We introduce WMGStereo, a procedural dataset generator specifically optimized for zero-shot stereo matching performance. Using our generator, we create and release WMGStereo-150k, a new training dataset for stereo matching.
If you find WMGStereo useful for your work, please consider citing our academic paper:
David Yan,
Alexander Raistrick,
Jia Deng
@misc{yan2025proceduraldatasetgenerationzeroshot,
title={What Makes Good Synthetic Training Data for Zero-Shot Stereo Matching?},
author={David Yan and Alexander Raistrick and Jia Deng},
year={2025},
eprint={2504.16930},
archivePrefix={arXiv},
primaryClass={cs.CV},
url={https://arxiv.org/abs/2504.16930},
}
To populate the Infinigen submodule, run
git submodule init
git submodule update
Symlink or copy the stereo modification code by running
ln -s stereo_examples infinigen-module/stereo_examples
Then, install Infinigen by running
conda create --name infinigen python=3.11
conda activate infinigen
cd infinigen-submodule
pip install -e ".[dev,terrain,vis]"
Inside the infinigen-submodule directory, you can run the following commands to generate scenes. To modify data generation settings, the main relevant configs and driver scripts are in stereo_examples. We provide example scripts and utilities in util_scripts.py to post-process generated data for disparity and masks.
Generate indoor scenes:
python -m infinigen.datagen.manage_jobs --output_folder {OUTPUT_FOLDER} --num_scenes {N} --configs singleroom trailer_video floating_solve floating --pipeline_configs local_256GB.gin stereo blender_gt.gin indoor_background_configs.gin --pipeline_overrides get_cmd.driver_script=stereo_examples.generate_floating iterate_scene_tasks.n_camera_rigs=20 iterate_scene_tasks.n_subcams=2 --overrides compose_indoors.animate_cameras_enabled=False render_image.use_dof=False camera.spawn_camera_rigs.n_camera_rigs=20 compute_base_views.min_candidates_ratio=2 compose_indoors.restrict_single_supported_roomtype=True
Generate dense floating/flying scenes:
python -m infinigen.datagen.manage_jobs --output_folder {OUTPUT_FOLDER} --num_scenes {N} --wandb_mode offline --configs flying.gin --pipeline_configs local_256GB.gin stereo_video.gin blender_gt.gin indoor_background_configs.gin --pipeline_overrides get_cmd.driver_script=stereo_examples.generate_flying iterate_scene_tasks.frame_range=[1,200] iterate_scene_tasks.view_block_size=1000 iterate_scene_tasks.cam_block_size=25 --overrides compose_indoors.animate_cameras_enabled=False render_image.use_dof=False
Generate nature scenes:
python -m infinigen.datagen.manage_jobs --output_folder {OUTPUT_FOLDER} --num_scenes {N} --configs high_quality_terrain.gin noisy_video.gin nature_stereo --pipeline_configs local_256GB stereo_video.gin cuda_terrain blender_gt.gin --pipeline_overrides get_cmd.driver_script=stereo_examples.generate_nature iterate_scene_tasks.frame_range=[1,50] iterate_scene_tasks.view_block_size=1000 iterate_scene_tasks.cam_block_size=25 --warmup_sec 2000 --cleanup big_files
The experiments/data in the paper were generated wih an older version of Infinigen. For reproducibility, we provide our code in infinigen-old-exp. To generate data, follow installation instructions inside infinigen-old-exp/docs/Installation.md and run the same commands from infinigen-old-exp.

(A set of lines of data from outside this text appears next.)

Issue #26, opened 2023-12-30
API: Add a default 404 page


SleepAPI:
### Details

Instead of just listing "Cannot GET X" we should add a default 404 page.
It could link back to the root page and mention that you can navigate to other pages from there.

PR #184, opened 2024-02-24
feat: add a 404 page

Schanihbg:
Fix for #26 #129

### DIFF
--- a/backend/src/assets/404.html
+++ b/backend/src/assets/404.html
@@ -1,0 +1,75 @@
+<!DOCTYPE html>
+<html lang="en">
+  <head>
+    <title>Page not found | Sleep API</title>
+    <meta http-equiv="Content-Type" content="text/html; charset=utf-8" />
+    <meta name="viewport" content="width=device-width, initial-scale=1" />
+    <link rel="icon" href="/cook.ico" type="image/x-icon" />
+    <link
+      rel="stylesheet"
+      href="https://cdn.jsdelivr.net/npm/bootstrap@5.3.2/dist/css/bootstrap.min.css"
+      integrity="sha384-T3c6CoIi6uLrA9TneNEoa7RxnatzjcDSCmG1MXxSR1GAsXEV/Dwwykc2MPK8M2HN"
+      crossorigin="anonymous"
+    />
+    <link rel="stylesheet" href="/global.css" />
+    <style>
+      #bannerImage {
+        max-width: 90%;
+        height: auto;
+        margin-left: 5%;
+        margin-right: 5%;
+      }
+
+      @media (min-width: 1000px) {
+        .card {
+          width: 80%;
+        }
+
+        #sneaselgif {
+          max-width: 50%;
+        }
+      }
+    </style>
+  </head>
+
+  <body>
+    <div class="container" style="margin-bottom: 50px">
+      <header class="d-flex justify-content-center mb-2 mt-2">
+        <a href="/">
+          <img
+            id="bannerImage"
+            src="sleepapi-banner.png"
+            alt="Sleep API Cooking Simulator Logo"
+            title="Pokémon Sleep Cooking Simulator"
+          />
+        </a>
+      </header>
+      <div class="card-container">
+        <div class="card" style="margin: auto">
+          <div class="card-body">
+            <div class="row justify-content-center mb-2">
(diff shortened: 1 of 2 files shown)


backend/src/assets/404.html
```diff
@@ -0,0 +1,76 @@
+<!DOCTYPE html>
+<html lang="en">
+  <head>
+    <title>Sleep API</title>
```
SleepAPI, line 4: The title should probably be something like "404 Not Found"

backend/src/assets/404.html
```diff
@@ -0,0 +1,76 @@
...
+    <meta http-equiv="Content-Type" content="text/html; charset=utf-8" />
+    <meta name="viewport" content="width=device-width, initial-scale=1" />
+    <meta
```
SleepAPI, line 7: I don't think we should have a description meta for this, nor should we have open graph headers. We don't want to risk sharing this on social media and baiting uses with a link that's broken.

backend/src/assets/404.html
```diff
@@ -0,0 +1,76 @@
...
+            alt="Sleep API Cooking Simulator Logo"
+            title="Pokémon Sleep Cooking Simulator"
+          />
+        </a>
+      </header>
+      <div class="card-container">
+        <div class="card" style="margin: auto">
+          <div class="card-body">
+            <div class="row justify-content-center mb-2">
+              <h1 style="text-align: center; color: #ddd">Error 404</h1>
```
SleepAPI, line 52: I know I specifically requested ddd, but I think it probably looks better with white in this case since its h1 and logo text color above is also white

SleepAPI: we can leave the "To front page" text color ddd, that looks good

backend/src/assets/404.html
```diff
@@ -0,0 +1,76 @@
...
+                <a href="/" class="btn btn-danger btn-navigation">To front page</a>
+              </h2>
+              <img src="cook.gif" alt="Sneasel cooking" />
+            </div>
+          </div>
+        </div>
+      </div>
+    </div>
+
+    <footer class="text-center py-2" style="background-color: #555; color: #ddd">
```
SleepAPI, line 64: Footer doesn't stick to bottom of the page, the reason is that app.css isn't imported here.
We kind of want to move away from app.css anyway, it was just a shitty w3schools initial solution like half a year ago. 

Instead you could probably just add this to global.css (which is already imported here):
```css
footer {
  position: absolute;
  left: 0;
  bottom: 0;
  width: 100%;
  background-color: black;
  color: white;
  text-align: center;
}
```

backend/src/assets/404.html
```diff
@@ -0,0 +1,76 @@
...
+      <div class="card-container">
+        <div class="card" style="margin: auto">
+          <div class="card-body">
+            <div class="row justify-content-center mb-2">
+              <h1 style="text-align: center; color: #ddd">Error 404</h1>
+              <h1 style="text-align: center; color: #ddd">Sneasel could not find your page</h1>
+              <h2 style="text-align: center; color: #ddd">
+                <a href="/" class="btn btn-danger btn-navigation">To front page</a>
+              </h2>
+              <img src="cook.gif" alt="Sneasel cooking" />
```
SleepAPI, line 57: This looks great on mobile, but on desktop the image is too big and the container card is probably too wide.
I think we could add id=sneaselgif to the image and add desktop-specific styling to script tag css above like:
```css
@media (min-width: 1000px) {
        .card {
          width: 80%;
        }

        #sneaselgif {
          max-width: 50%;
        }
      }
```

SleepAPI (changes requested):

backend/src/assets/404.html
```diff
@@ -0,0 +1,76 @@
+<!DOCTYPE html>
+<html lang="en">
+  <head>
+    <title>Page not found | Sleep API</title>
+    <meta http-equiv="Content-Type" content="text/html; charset=utf-8" />
+    <meta name="viewport" content="width=device-width, initial-scale=1" />
+    <meta property="og:url" content="https://sleepapi.net" />
```
SleepAPI, line 7: Can you remove this one too, I don't want any thumbnail for 404 pages and I think this would still cause a barebones thumbnail to appear on social media shares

Our dataset is now available on HuggingFace. You can download it with the command
pip install huggingface-cli
huggingface-cli download pvl-lab/WMGStereo --repo-type dataset
The dataset file structure is as follows:
.
└── WMGStereo/
├── indoor/
│ └── seed_num/
│ └── frames/
│ ├── Image/
│ │ ├── camera_0
│ │ └── camera_1
│ ├── camview/
│ │ ├── camera_0
│ │ └── camera_1
│ ├── disparity/
│ │ └── camera_0
│ ├── occ_mask/
│ │ └── camera_0
│ └── sky_mask/
│ └── camera_0
├── flying/
│ └── ...
└── nature/
└── ...
We provide both nature and nature_filtered; the latter has a more larger minimum distance threshold (5m) and was used for the experiments in the paper. nature has higher average disparity and is therefore more challenging. We provide code snippets in util_scripts to do custom filtering of our dataset to any minimum distance threshold.
Camera 0 and 1 correspond to left and right camera frames, respectively.
We provide disparity, occlusion, sky-region masks for the left camera.
camview contains .npz files that contain a dictionary with indices K, T, HW, corresponding to calibration, translation, and resolution matrices.